RECORDS TO PROCESS
PR #153, opened 2020-04-27
KMZ now downloaded properly

sssangha:


sssangha:
@bbuzz31 as a follow-up to the email from @dbekaert, this wasn't a bug associated with the JSON url per se (which is needed to filter the products based off of user specified parameters), but rather a change I had introduced whereby the 'KML' keyword was no longer passed through to the call to 'requests'.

WORK REQUIRED
Each record is to be reproduced exactly as it appears.

REPLY TO THE TASK
PR #153, opened 2020-04-27
KMZ now downloaded properly

sssangha:


sssangha:
@bbuzz31 as a follow-up to the email from @dbekaert, this wasn't a bug associated with the JSON url per se (which is needed to filter the products based off of user specified parameters), but rather a change I had introduced whereby the 'KML' keyword was no longer passed through to the call to 'requests'.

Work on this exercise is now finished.